(Milwaukee, July 18, 2018)—This evening, representatives from Audubon joined local community leaders at a public meeting hosted by the US EPA to discuss the development of the next Great Lakes Restoration Initiative Action Plan, Action Plan 3. Audubon urged the US EPA and its federal partners to prioritize the restoration of wetlands that attracts and sustains breeding marsh bird populations.

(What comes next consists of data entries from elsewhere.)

PR #164, opened 2017-05-05
Use pygments-lexer-solidity package for Solidity syntax highlighting

veox:
### Issue

The [Implementers](http://docs.ens.domains/en/latest/implementers.html) page has Solidity code, but no syntax highlighting for that.

### Solution

Add the [pygments-lexer-solidity PyPI package](https://pypi.python.org/pypi/pygments-lexer-solidity) (and a `requirements.txt` at that), and use that.

### Requires changes to ReadTheDocs project!

As described in their [FAQ answer](https://docs.readthedocs.io/en/latest/faq.html#my-project-isn-t-building-with-autodoc).

On the [Advanced project settings](https://readthedocs.org/dashboard/ens/advanced/) page:

* tick "Install your project inside a virtualenv";
* set "requirements file" to `docs/requirements.txt`;
* (recommended) further down, tick "Give the virtual environment access to the global site-packages dir".

The latter will re-use system-wide Sphinx and theme, instead of installing them separately in the virtualenv, speeding up the build a bit.

**There will be 1 failed build on RTD:**

* If the PR is merged first, then RTD won't understand the `solidity` code block.
* If the RTD project changes are made first, then `doc/requirements.txt` won't be available.

### Notes

* `pygments-lexer-solidity` sources: https://gitlab.com/veox/pygments-lexer-solidity
* Comparison: [before](http://docs.ens.domains/en/latest/implementers.html#writing-a-registrar) and [after](https://veox-ens.readthedocs.io/en/use-pygments-solidity-lexer/implementers.html#writing-a-registrar).

### DIFF
--- a/docs/implementers.rst
+++ b/docs/implementers.rst
@@ -9,7 +9,7 @@ Writing a resolver
 
 Resolvers are specified in EIP137_. A resolver must implement the following method:
 
-::
+.. code-block:: solidity
 
     function supportsInterface(bytes4 interfaceID) constant returns (bool)
 
@@ -33,7 +33,7 @@ Additionally, the `content()` interface is currently used as a defacto standard 
 
 For example, a simple resolver that supports only the `addr` type might look something like this:
 
-::
+.. code-block:: solidity
 
     contract SimpleResolver {
         function supportsInterface(bytes4 interfaceID) constant returns (bool) {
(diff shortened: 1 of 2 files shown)


veox:
CI fails for same reason all build recently: [an "invalid EVM opcode"](https://travis-ci.org/ethereum/ens/jobs/229116547#L788), possibly due to improperly set environment variable.

PR #173, opened 2017-05-07
Format

### LINKED ISSUE #172: Minor inconsistencies
The code has minor inconsistencies. Examples below.

```
        if (address(sealedBids[msg.sender][sealedBid]) > 0 ) throw;
        if (msg.value < minPrice) throw;
```

=> Inconsistent spacing before closing `if` bracket

```
    bool active;


    modifier onlyRegistrar {
```

=> Three new lines in a row. Why?

```
            // Bid too low or too late, refund 99.5%
            bid.closeDeed(995);
            BidRevealed(_hash, msg.sender, value, 0);
        } else if (value > h.highestBid) {
            // new winner
```

=> Inconsistent comment capitalisation

```
    // Logged when the resolver for a node changes.
    event NewResolver(bytes32 indexed node, address resolver);

    // Logged when the TTL of a node changes
    event NewTTL(bytes32 indexed node, uint64 ttl);
```

=> Inconsistent comment termination (use of `.` vs no `.`)

```
     * @dev After some time, or if we're no longer the registrar, the owner can release
     *      the name and get their ether back.
```

vs 

```
     * @dev Submit a name 6 characters long or less. If it has been registered,
     * the submitter will earn 50% of the deed value. We are purposefully
```

=> Inconsistent multiline `@dev` formatting

```
// Recurse if there's more labels
```

=> Recurse if there are more labels

```
        if(idx > 0)
            _eraseNodeHierarchy(idx - 1, labels, node);
```

=> `if` statement without brackets on two lines. Why?

yuanfeiz:
Resolved #172

### DIFF
--- a/contracts/HashRegistrarSimplified.sol
+++ b/contracts/HashRegistrarSimplified.sol
@@ -268,12 +268,12 @@ contract Registrar {
      * @dev Returns available date for hash
      * 
      * The available time from the `registryStarted` for a hash is proportional
-     * to its numberic value.
+     * to its numeric value.
      * 
      * @param _hash The hash to start an auction on
      */
     function getAllowedTime(bytes32 _hash) constant returns (uint timestamp) {
-        return registryStarted + ((launchLength * (uint(_hash) >> 128)) >>128);
+        return registryStarted + ((launchLength * (uint(_hash) >> 128)) >> 128);
         // Right shift operator: a >> b == a / 2**b
     }
 
--- a/contracts/HashRegistrarSimplified.sol
+++ b/contracts/HashRegistrarSimplified.sol
@@ -32,7 +32,6 @@ contract Deed {
     event DeedClosed();
     bool active;
 
-
     modifier onlyRegistrar {
         if (msg.sender != registrar) throw;
         _;
@@ -72,6 +71,7 @@ contract Deed {
 
     /**
      * @dev Close a deed and refund a specified fraction of the bid value
+     *
      * @param refundRatio The amount*1/1000 to refund
      */
     function closeDeed(uint refundRatio) onlyRegistrar onlyActive {
@@ -90,7 +90,7 @@ contract Deed {
         // Instead of selfdestruct(owner), invoke owner fallback function to allow
         // owner to log an event if desired; but owner should also be aware that
         // its fallback function can also be invoked by setBalance
-        if(owner.send(this.balance)) {
+        if (owner.send(this.balance)) {
             selfdestruct(burn);
         }
     }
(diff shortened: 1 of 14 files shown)


contracts/HashRegistrarSimplified.sol
```diff
@@ -251,50 +255,48 @@ contract Registrar {
...
-     
     function isAllowed(bytes32 _hash, uint _timestamp) constant returns (bool allowed){
         return _timestamp > getAllowedTime(_hash);
     }
 
     /** 
      * @dev Returns available date for hash
      * 
+     * The available time from the `registryStarted` for a hash is proportional
+     * to its numberic value.
```
yuanfeiz: Not sure if this explains the algorithm clearly?

contracts/HashRegistrarSimplified.sol
```diff
@@ -251,50 +255,48 @@ contract Registrar {
...
+     * 
      * @param _hash The hash to start an auction on
      */
     function getAllowedTime(bytes32 _hash) constant returns (uint timestamp) {
-        return registryStarted + (launchLength*(uint(_hash)>>128)>>128);
-        // right shift operator: a >> b == a / 2**b
+        return registryStarted + ((launchLength * (uint(_hash) >> 128)) >>128);
```
yuanfeiz: Add one more bracket to emphasis the priority.

contracts/HashRegistrarSimplified.sol
```diff
@@ -305,16 +307,24 @@ contract Registrar {
 
     /**
      * @dev Start multiple auctions for better anonymity
+     *
+     * Anyone can start an auction by sending an array of hashes that they want to bid for.
+     * Arrays are sent so that someone can open up an auction for X dummy hashes when they
+     * are only really interested in bidding for one. This will increase the cost for an
+     * attacker to simply bid blindly on all new auctions. Dummy auctions that are
+     * open but not bid on are closed after a week.
+     *
```
yuanfeiz: This information should be attached with this bulk version of `startAuctions` rather than the single version above.

contracts/HashRegistrarSimplified.sol
Arachnid: I think it's a reasonble description, but it's 'numeric', not 'numberic'.

contracts/HashRegistrarSimplified.sol
Arachnid: Should probably put spaces around the second right shift too.

migrations/2_deploy_contracts.js
```diff
@@ -7,7 +7,7 @@ const FIFSRegistrar = artifacts.require('./FIFSRegistrar.sol');
 // TODO: align the contract name with the source code file name.
 const Registrar = artifacts.require('./Registrar.sol');
 const web3 = new (require('web3'))();
-const namehash = require('eth-ens-namehash');
+const namehash = require('../node_modules/eth-ens-namehash');
```
Arachnid: I'd prefer we just added this as an explicit dependency.

yuanfeiz: It's currently an known issue for truffle having trouble to do it the regular way. But would be resolved in the next release.

PR #176, opened 2017-05-09
[Document]Fix highest bid value access index

yuanfeiz:
It has been changed to 4

```
function entries(bytes32 _hash) constant returns (Mode, address, uint, uint, uint) {
        entry h = _entries[_hash];
        return (state(_hash), h.deed, h.registrationDate, h.value, h.highestBid);
    }
```


Arachnid:
Thanks!

PR #192, opened 2017-05-18
Added text to PublicResolver.sol and test cases.

ricmoo:
I have only tested against `--network test`.

Please let me know if there is any issues or style you would like changed.

### DIFF
--- a/contracts/PublicResolver.sol
+++ b/contracts/PublicResolver.sol
@@ -20,7 +20,7 @@ contract PublicResolver {
     event NameChanged(bytes32 indexed node, string name);
     event ABIChanged(bytes32 indexed node, uint256 indexed contentType);
     event PubkeyChanged(bytes32 indexed node, bytes32 x, bytes32 y);
-    event TextChanged(bytes32 indexed node, string key, string value);
+    event TextChanged(bytes32 indexed node, string indexed indexedKey, string key);
 
     struct PublicKey {
         bytes32 x;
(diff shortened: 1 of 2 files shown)


contracts/PublicResolver.sol
```diff
@@ -13,12 +13,14 @@ contract PublicResolver {
...
     bytes4 constant ABI_INTERFACE_ID = 0x2203ab56;
     bytes4 constant PUBKEY_INTERFACE_ID = 0xc8690233;
+    bytes4 constant TEXT_INTERFACE_ID = 0x59d1d43c;
 
     event AddrChanged(bytes32 indexed node, address a);
     event ContentChanged(bytes32 indexed node, bytes32 hash);
     event NameChanged(bytes32 indexed node, string name);
     event ABIChanged(bytes32 indexed node, uint256 indexed contentType);
     event PubkeyChanged(bytes32 indexed node, bytes32 x, bytes32 y);
+    event TextChanged(bytes32 indexed node, string key, string value);
```
Arachnid: I don't think there's much point in logging the value here; strings are only logged hashed. Also, `key` should be indexed.

contracts/PublicResolver.sol
```diff
@@ -30,6 +32,7 @@ contract PublicResolver {
         bytes32 content;
         string name;
         PublicKey pubkey;
+        mapping (string => string) text;
```
Arachnid: Can you update this to be consistent with the spacing of the rest of the entries?

ricmoo:
I have made the recommended changes to style and the event.

contracts/PublicResolver.sol
ricmoo: As discussed on gitter, I've updated this to include the key indexed and non-indexed and removed value.

contracts/PublicResolver.sol
ricmoo: Done.

PR #193, opened 2017-05-19
Update registrar address?

swaldman:
I may (always) be missing something, but is the address for the ENS Registrar in the docs stale?


yuanfeiz:
I think the document is correct, the address is for the ENS not the registrar.

Arachnid:
@yuanfeiz is correct; the address is for ENS, not for the registrar. You can look up the registrar with `ens.owner(namehash('eth'))`.

swaldman:
ah, ok. thanks.

PR #196, opened 2017-05-24
Rewrite reverse registrar for better usability

Arachnid:
This PR is a rewrite of the reverse registrar.

Previously, the registrar would allow you to 'claim' a reverse record, assigning ownership to you. The usual flow for a user was this:

 1. Call `ReverseRegistrar.claim()`
 2. Call `ENS.setResolver()` to set a resolver
 3. Call `Resolver.setName()` to set the reverse name

This requires 3 transactions in the common case.

This PR adds new functionality to the reverse resolver, defining a simple default reverse registrar, and adding two new functions:

 - `claimWithResolver`, which assigns ownership of the reverse node after first setting a resolver record.
 - `setName`, which sets the resolver of the reverse node to the default reverse resolver, then updates the name record on it.

Thus, users wanting to set a custom resolver now only need two transactions instead of 3, and users just wanting to set a reverse name now need only a single transaction.

### DIFF
--- a/contracts/ReverseRegistrar.sol
+++ b/contracts/ReverseRegistrar.sol
@@ -1,21 +1,78 @@
-pragma solidity ^0.4.0;
+pragma solidity ^0.4.10;
 
-import './AbstractENS.sol';
+import "./AbstractENS.sol";
+
+contract Resolver {
+    function setName(bytes32 node, string name) public;
+}
+
+/**
+ * @dev Provides a default implementation of a resolver for reverse records,
+ * which permits only the owner to update it.
+ */
+contract DefaultReverseResolver is Resolver {
+    // namehash('addr.reverse')
+    bytes32 constant ADDR_REVERSE_NODE = 0x91d1777781884d03a6757a803996e38de2a42967fb37eeaca72729271025a9e2;
+
+    AbstractENS public ens;
+    mapping(bytes32=>string) public name;
+    
+    /**
+     * @dev Constructor
+     * @param ensAddr The address of the ENS registry.
+     */
+    function DefaultReverseResolver(AbstractENS ensAddr) {
+        ens = ensAddr;
+
+        // Assign ownership of the reverse record to our deployer
+        var registrar = ReverseRegistrar(ens.owner(ADDR_REVERSE_NODE));
+        if(address(registrar) != 0) {
+            registrar.claim(msg.sender);
+        }
+    }
+
+    /**
+     * @dev Only permits calls by the reverse registrar.
+     * @param node The node permission is required for.
+     */
+    modifier owner_only(bytes32 node) {
+        require(msg.sender == ens.owner(node));
+        _;
+    }
+
+    /**
+     * @dev Sets the name for a node.
+     * @param node The node to update.
+     * @param _name The name to set.
+     */
+    function setName(bytes32 node, string _name) public owner_only(node) {
+        name[node] = _name;
+    }
+}
 
 contract ReverseRegistrar {
+    // namehash('addr.reverse')
+    bytes32 constant ADDR_REVERSE_NODE = 0x91d1777781884d03a6757a803996e38de2a42967fb37eeaca72729271025a9e2;
+
     AbstractENS public ens;
-    bytes32 public rootNode;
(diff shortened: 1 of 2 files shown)


test/reverseregistrar_test.js
```diff
@@ -74,4 +97,48 @@ describe('ReverseRegistrar', function() {
...
+            .then(txHash => registrar.claimAsync(accounts[3], {from: accounts[0]}))
+            .then(txHash => ens.ownerAsync(node))
+            .then(result => assert.equal(result, accounts[3]))
+            .then(result => ens.resolverAsync(node))
+            .then(result => assert.equal(result, accounts[2]));
+    })
+
+    it('sets name records', function() {
+        this.slow(300);
+        return registrar.setNameAsync('testname', {from: accounts[0]})
```
veox: Could it be that CI is failing due to insufficient gas?..

contracts/ReverseRegistrar.sol
```diff
@@ -1,31 +1,117 @@
-pragma solidity ^0.4.0;
+pragma solidity ^0.4.10;
 
-import './AbstractENS.sol';
+import "AbstractENS.sol";
```
chriseth: Please try to use relative paths, they are much more portable.

contracts/ReverseRegistrar.sol
```diff
@@ -1,31 +1,117 @@
...
+    bytes32 constant ADDR_REVERSE_NODE = 0x91d1777781884d03a6757a803996e38de2a42967fb37eeaca72729271025a9e2;
+
+    AbstractENS ens;
+    mapping(bytes32=>string) public name;
+    
+    /**
+     * @dev Constructor
+     * @param ensAddr The address of the ENS registry.
+     */
+    function DefaultReverseResolver(address ensAddr) {
```
chriseth: You can already use `AbstractENS` as the type here instead of address, then you do not need an explicit conversion.

contracts/ReverseRegistrar.sol
```diff
@@ -1,31 +1,117 @@
...
+        ens = AbstractENS(ensAddr);
+    }
+
+    /**
+     * @dev Only permits calls by the reverse registrar.
+     * @param node The node permission is required for.
+     */
+    modifier owner_only(bytes32 node) {
+        if(msg.sender != ens.owner(node)) throw;
```
chriseth: `require(...)`?

test/reverseregistrar_test.js
veox: Could be the case - see [successful Travis build from my repo](https://travis-ci.org/veox/ens/builds/235608950), with an [arbitrarily high gas specified](https://github.com/veox/ens/commit/8e56257eb309ca84da40181081f055b5e487bf24).

contracts/ReverseRegistrar.sol
```diff
@@ -1,31 +1,117 @@
...
+    /**
+     * @dev Sets the `name()` record for the reverse ENS record associated with
+     * the calling account. First updates the resolver to the default reverse
+     * resolver if necessary.
+     * @param name The name to set for this address.
+     * @return The ENS node hash of the reverse record.
+     */
+    function setName(string name) returns (bytes32 node) {
+        node = claimWithResolver(this, defaultResolver);
+        defaultResolver.setName(node, name);
```
alexvandesande: where does it check that the sha of the name actually resolves to this node?

test/reverseregistrar_test.js
Arachnid: I tried everything but that, because it was saying "invalid opcode" not "insufficient gas". Thanks.

contracts/ReverseRegistrar.sol
Arachnid: It doesn't - you can set your reverse record to any name; callers have to check that it's consistent. Forcing this here wouldn't help, because someone could set the name to match, then update it later - or just set their own resolver that behaves however they want.

Arachnid:
PTAL.

contracts/ReverseRegistrar.sol
alexvandesande: I see, it makes sense.

PR #116, opened 2022-10-24
Chore/tt2 88 edge case copy integration tests

HarrietwilliamsTAB:
tests added for mix data copy and no data copy


integration-tests/initiateDataRequest.spec.ts
```diff
@@ -192,6 +198,61 @@ describe('Submit a PII request with approved ticket data', () => {
...
+      await copyAuditDataFromTestDataBucket(
+        AUDIT_BUCKET_NAME,
+        `firehose/${INTEGRATION_TEST_DATE_PREFIX_MIX_DATA}/02/${TEST_FILE_NAME}`,
+        TEST_FILE_NAME
+      )
+      ticketId = await createZendeskTicket(validMixRequestData)
+      await approveZendeskTicket(ticketId)
+    })
+
+    test('request for valid data in standard and glacier tier', async () => {
```
rikumolugds, line 228: As this is a valid request scenario, I'd rename  to `valid request with data in standard and glacier tier`

integration-tests/initiateDataRequest.spec.ts
```diff
@@ -192,6 +198,61 @@ describe('Submit a PII request with approved ticket data', () => {
     })
   })
 
+  describe('valid requests for standard and glacier copy - analysis bucket empty', () => {
```
rikumolugds, line 201: Could you add a scenario for data in both tiers already in analysis bucket? Only one test case would do, as we don't have that for the mixed tier.

integration-tests/initiateDataRequest.spec.ts
```diff
@@ -9,6 +9,8 @@ import { deleteZendeskTicket } from './utils/zendesk/deleteZendeskTicket'
 import {
   invalidRequestData,
   validGlacierRequestData,
+  validMixRequestData,
+  validNoRequestData,
```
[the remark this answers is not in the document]
HarrietwilliamsTAB: what about `validRequestNoData`?

integration-tests/initiateDataRequest.spec.ts
HarrietwilliamsTAB: sure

“When wetlands lose entire species of birds we know that the ecosystem is seriously out of balance,” said Rebeccah Sanders, Vice President for the Great Lakes and Upper Mississippi Flyway at the National Audubon Society. “Birds that nest in the wetlands of our Great Lakes are disappearing at alarming rates. We know that what is good for birds is good for entire ecosystems. So when you restore wetland habitat, bird populations rebound and you improve water quality, alleviate flooding, and support a myriad of other wildlife species. Prioritizing wetlands restoration that is informed by bird-monitoring data is a sound investment that pays off for the Great Lakes.”
The U.S. EPA is in the process of developing a plan for how it implement the Great Lakes Restoration Initiative (GLRI). Over the last nine years, Congress has invested more than $2.9 billion in more than 4,000 projects as part of the GLRI. Since the program’s inception in 2010, until 2016, the GLRI has allocated more than $331 million for 416 projects in Wisconsin. Marsh restoration efforts, funded by GLRI in the Lower Green Bay, an Area of Concern, is addressing fish and wildlife beneficial use impairments while also establishing native beds of wild rice, a culturally important food source for Native Americans and an emergent plant that helps trap nutrients and absorb water.
“Birds tell us that we should be focusing our efforts on restoring our wetlands,” added Sanders. “Conservation that prioritizes restoring marsh bird habitat, addresses all of the GLRI focus areas.”
The current plan, GLRI Action Plan 2, prioritizes several focal areas for federal Great Lakes restoration investments: toxic hotspots, invasive species, polluted runoff from cities and excess nutrients from farms, fish and wildlife habitat, and future actions that are needed to ensure the program is run efficiently and effectively.
Tonight’s meeting in Milwaukee was one in a series of events scheduled throughout the Great Lakes states. The EPA will be taking public input on how to shape the next plan, known as Great Lakes Action Plan 3, which will guide restoration efforts from 2020-2024. The EPA is expected to release a draft plan in mid-October or November.